The decline in heart transplantation in the UKBMJ 2011; 342 doi: http://dx.doi.org/10.1136/bmj.d2483 (Published 05 May 2011) Cite this as: BMJ 2011;342:d2483
- Guy A MacGowan, consultant cardiologist with major interest in heart failure1,
- Gareth Parry, consultant physician2,
- Stephan Schueler, consultant cardiothoracic surgeon3,
- Asif Hasan, consultant paediatric cardiothoracic surgeon3
- 1Department of Cardiology, Freeman Hospital, Newcastle upon Tyne NE7 7DN, UK
- 2Department of Cardiothoracic Transplantation, Freeman Hospital
- 3Departments of Cardiothoracic Surgery and Transplantation, Freeman Hospital
Heart transplants have offered a second chance of life for patients with advanced heart failure who fail to respond to optimal medical treatment and other treatments for more than 30 years in the United Kingdom.

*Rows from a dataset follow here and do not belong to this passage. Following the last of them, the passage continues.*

PR #889, opened 2022-01-20
Initial framework for testing argument parsing

gsegatti:


tests/test_parse_load_args.py
```diff
@@ -0,0 +1,68 @@
...
+import unittest
+import uuid
+from typing import List, Optional
+
+import mkosi
+import mkosi.backend as backend
+from mkosi.backend import MkosiArgs, MkosiException, Distribution
+
+
+def load_args_wrapper(argv: Optional[List[str]] = None) -> MkosiArgs:
```
DaanDeMeyer, line 11: This is a very long name for a local function. Since we use this a lot and only in this file, we can get away with just calling it parse() I think.

tests/test_parse_load_args.py
```diff
@@ -0,0 +1,68 @@
...
+    return mkosi.load_args(mkosi.parse_args(argv)["default"])
+
+
+class TestMkosiMethods(unittest.TestCase):
+
+    def test_parse_load_verb(self):
+        self.assertIsInstance(load_args_wrapper([]), MkosiArgs)
```
DaanDeMeyer, line 18: This one is superfluous and can be removed. We already have typing to verify load_args_wrapper returns MkosiArgs.

tests/test_parse_load_args.py
```diff
@@ -0,0 +1,68 @@
...
+        with self.assertRaises(SystemExit):
+            load_args_wrapper(["help"])
+        self.assertEqual(load_args_wrapper(["genkey"]).verb, "genkey")
+        self.assertEqual(load_args_wrapper(["bump"]).verb, "bump")
+        self.assertEqual(load_args_wrapper(["serve"]).verb, "serve")
+        self.assertEqual(load_args_wrapper(["build"]).verb, "build")
+        self.assertEqual(load_args_wrapper(["shell"]).verb, "shell")
+        self.assertEqual(load_args_wrapper(["boot"]).verb, "boot")
+        self.assertEqual(load_args_wrapper(["qemu"]).verb, "qemu")
+        #self.assertEqual(load_args_wrapper(["ssh"]), self.test_MkosiArgs)
```
DaanDeMeyer, line 30: Leftover comment.

tests/test_parse_load_args.py
```diff
@@ -0,0 +1,68 @@
...
+        self.assertEqual(load_args_wrapper(["-d", "mageia"]).distribution, Distribution.mageia)
+        self.assertEqual(load_args_wrapper(["-d", "centos"]).distribution, Distribution.centos)
+        self.assertEqual(load_args_wrapper(["-d", "centos_epel"]).distribution, Distribution.centos_epel)
+        self.assertEqual(load_args_wrapper(["-d", "clear"]).distribution, Distribution.clear)
+        self.assertEqual(load_args_wrapper(["-d", "photon"]).distribution, Distribution.photon)
+        self.assertEqual(load_args_wrapper(["-d", "openmandriva"]).distribution, Distribution.openmandriva)
+        self.assertEqual(load_args_wrapper(["-d", "rocky"]).distribution, Distribution.rocky)
+        self.assertEqual(load_args_wrapper(["-d", "rocky_epel"]).distribution, Distribution.rocky_epel)
+        self.assertEqual(load_args_wrapper(["-d", "alma"]).distribution, Distribution.alma)
+        self.assertEqual(load_args_wrapper(["-d", "alma_epel"]).distribution, Distribution.alma_epel)
```
DaanDeMeyer, line 49: This isn't robust to new distribution being added. Instead, we should loop over the members of the `Distribution` enum so that any new additions are tested as well.

```
for d in Distribution:
    self.assertEqual(load_args_wrapper(["-d", d.name]).distribution, d)
```

tests/test_parse_load_args.py
```diff
@@ -0,0 +1,68 @@
...
+        with self.assertRaises((argparse.ArgumentError, SystemExit)):
+            load_args_wrapper(["-d", "invalidDistro"])
+        with self.assertRaises((argparse.ArgumentError, SystemExit)):
+            load_args_wrapper(["-d"])
+
+    def test_machine_id(self):
+        id = uuid.uuid4().hex
+        self.assertEqual(load_args_wrapper(["--machine-id", id]).machine_id, id)
```
DaanDeMeyer, line 57: Need to test that machine_id_is_fixed is set correctly here as well

DaanDeMeyer (changes requested):

tests/test_parse_load_args.py
```diff
@@ -0,0 +1,116 @@
...
+        with self.assertRaises((argparse.ArgumentError, SystemExit)):
+            parse(["-d", "invalidDistro"])
+        with self.assertRaises((argparse.ArgumentError, SystemExit)):
+            parse(["-d"])
+
+        for dist in Distribution:
+
+            with change_dir(self.tmp_dir.name):
+                with open(str(dist) + '.txt', "w") as file:
+                    file.write("[Distribution]\nDistribution=" + str(dist))
```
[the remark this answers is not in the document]
DaanDeMeyer: Also use Path(<path>).write_text() instead of opening the file and writing to it. Same goes for the rest of the file.

DaanDeMeyer (changes requested):

tests/test_parse_load_args.py
```diff
@@ -0,0 +1,116 @@
...
+
+
+def parse(argv: Optional[List[str]] = None) -> MkosiArgs:
+    return mkosi.load_args(mkosi.parse_args(argv)["default"])
+
+@contextmanager
+def change_dir(folder: str):
+    old_dir = getcwd()
+    try:
+        chdir(folder)
```
keszybz, line 21: Didn't we already have the same context manager somewhere?

The `chdir` needs to be before `try`.

tests/test_parse_load_args.py
```diff
@@ -0,0 +1,116 @@
...
+        chdir(old_dir)
+
+
+class TestMkosiMethods(unittest.TestCase):
+
+    def setUp(self):
+        self.tmp_dir = tempfile.TemporaryDirectory()
+
+    def tearDown(self) -> None:
+        self.tmp_dir.cleanup()
```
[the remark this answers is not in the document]
keszybz: Hmm, where did we end up with the pytest vs. unittest decision? pytest has a fixture for a temporary directory, so this whole setup would go away…

DaanDeMeyer:
@gsegatti Can you rebase this on the latest main branch so the gentoo check removal commit is included? That should make the unit test CI pass as it's currently failing with the gentoo portage error.

tests/test_parse_load_args.py
```diff
@@ -0,0 +1,142 @@
...
+                    with open(config, 'w') as file:
+                        file.write(f"[Distribution]\nDistribution={dist}\n")
+                        file.write(f"Release={release}\n\n")
+                        file.write("[Output]\nFormat=gpt_btrfs")
+                    with self.assertRaises(MkosiException):
+                        parse([])
+
+
+        with cd_temp_dir():
+            config = (getcwd()) / Path("mkosi.default")
```
DaanDeMeyer, line 116: getcwd() can be removed here and elsewhere I think. All paths that don't start with a '/' are relative paths which are resolved relative to the current working directory.

tests/test_parse_load_args.py
```diff
@@ -0,0 +1,142 @@
...
+            for dist in (Distribution.centos, Distribution.centos_epel):
+                for release in range (2, 8):
+                    with open(config, 'w') as file:
+                        file.write(f"[Distribution]\nDistribution={Distribution.centos}\n")
+                        file.write(f"Release={release}\n\n")
+                        file.write("Bootable=yes")
```
DaanDeMeyer, line 122: Let's use Path().write_text() here. You can look in \_\_init\_\_.py for examples on how to use write_text() to write multiline files.

tests/test_parse_load_args.py
```diff
@@ -0,0 +1,142 @@
...
+from mkosi.backend import Distribution, MkosiArgs, MkosiException
+
+
+def parse(argv: Optional[List[str]] = None) -> MkosiArgs:
+    return mkosi.load_args(mkosi.parse_args(argv)["default"])
+
+@contextmanager
+def cd_temp_dir():
+    old_dir = getcwd()
+    tmp_dir = tempfile.TemporaryDirectory()
```
DaanDeMeyer, line 20: We should use TemporaryDirectory() as a context manager here using with()

tests/test_parse_load_args.py
```diff
@@ -0,0 +1,160 @@
...
+
+    with tmp_dir:
+        chdir(tmp_dir.name)
+        try:
+            yield
+        finally:
+            chdir(old_dir)
+        tmp_dir.cleanup()
```
DaanDeMeyer, line 29: When using with, you don't have to call `cleanup` anymore so this can be removed

tests/test_parse_load_args.py
```diff
@@ -0,0 +1,160 @@
...
+
+def parse(argv: Optional[List[str]] = None) -> MkosiArgs:
+    return mkosi.load_args(mkosi.parse_args(argv)["default"])
+
+@contextmanager
+def cd_temp_dir():
+    old_dir = getcwd()
+    tmp_dir = tempfile.TemporaryDirectory()
+
+    with tmp_dir:
```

These people form a very small proportion (about 200) of the total number of people in the UK with heart failure (estimated at 750 000 currently). In patients with refractory heart failure who are relatively free of comorbidities, transplantation is seen as a final treatment option by clinicians who regularly treat heart failure. Survival at 10 years after transplantation is about 50%,1 and this is far better than for patients with advanced heart failure, whose survival is often less than 50% at one year.2 However, despite the announcement of a record high number of UK donors available for organ transplants (which includes all organs, not just hearts), heart donation continues to decline.3 Heart transplant rates (separated from rates for other organs) have consistently declined over the past 10 years, with a 46% reduction in that time period. Furthermore, this problem seems particular to the UK (figure⇓).